Her other Finnish passion in youth had been Simberg, two of whose drawings she had. Her eye often dilated as it rested on them, her mouth – her delicately ironical and stringent, intellectual person’s mouth – drawing into a smile at the thought that the artist had succeeded in his student years. She had made a spring journey to Stockholm one May with no obvious end in view; to her friends she had said she was going because Stockholm was so beautiful in May with its huge silvicultural trees and Strömmen River, but in reality she knew within herself that she was only going to look at Simberg’s ‘Strange Flower’ in the National Museum. That painting had succeeded in bringing a fragment of the beyond into more than paint, into actuality. And she was clear in her heart that she had the right to make that journey, regardless of its extravagance, and had stood hours in front of that one picture, which dimmed for her all the Arosenius’s, Josephsons and even Rembrandts.

She seated herself in one of the pink room’s armchairs, one of five collector’s pieces. She had been left them by a woman friend of hers who had gone abroad to live. They consisted of four slim-legged, completely gilt chairs and a small greenish marble-topped table. She sat on one of these chairs, which were like ornaments, hyper-delicate, overdone. And the completely gilded chair and herself formed a harmonious group, for those chairs had not been created for the human body, but for the spirit that revealed itself in her taste. Her slender body, her wide bony shoulders, black dress, grey hair, yellow hands and features, and her large, bright eyes, with tears seeming to shine through, were no longer a living person in their total effect – as her brother sometimes compassionately and ironically said, making him feel guilty – but the ashes of a grand passion.

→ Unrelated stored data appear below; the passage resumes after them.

PR #1025, opened 2026-07-06
fix(packaging): declare the deb Architecture as amd64

odesenfans:
Follow-up from #1024's review. The package has shipped native x86_64 binaries for a long time (firecracker, jailer, sevctl, and now the Rust supervisor daemon) while declaring `Architecture: all`, so dpkg would happily install it on arm64 where nothing runs. One line: `all` becomes `amd64`.

No artifact ripple: the deb filename is set explicitly by `dpkg-deb --build aleph-vm target/aleph-vm.deb` and the per-distro renames in CI, so nothing downstream keys off an architecture suffix. The only behavior change is dpkg now refusing to install on non-amd64 hosts, which is correct.

### DIFF
--- a/packaging/aleph-vm/DEBIAN/control
+++ b/packaging/aleph-vm/DEBIAN/control
@@ -1,6 +1,6 @@
 Package: aleph-vm
 Version: 0.1.8
-Architecture: all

There had been but one single love in her life – for that commercial­ traveller-looking fellow – which her brother said was a mistake. In that love, those delicate roots that had sheltered in her soul and borne the hot­house plants of love of art, and understanding of it, had fastened astonishingly on to the earthy surface outside and flowered with a glowing and alien bloom that destroyed her. She and the man she loved, then a newly-graduated forester, had celebrated matrimony in 1916 – the year before the Russian Revolution and Finnish Independence: in the third year of the First World War. A convulsion, a rending was then going on in the soul of the world, giving birth to something new, but both she and Artur had been people of the day and experienced their own love and their own fate as the main concerns – quite unable to see their own epoch, any more than a person can impartially see his own self. Their age had been clouded, and to the black personage seated in the slender-legged gilt chair it seemed that the age had mirrored her husband, Artur, whose soul was as clouded and confused as the age he lived in.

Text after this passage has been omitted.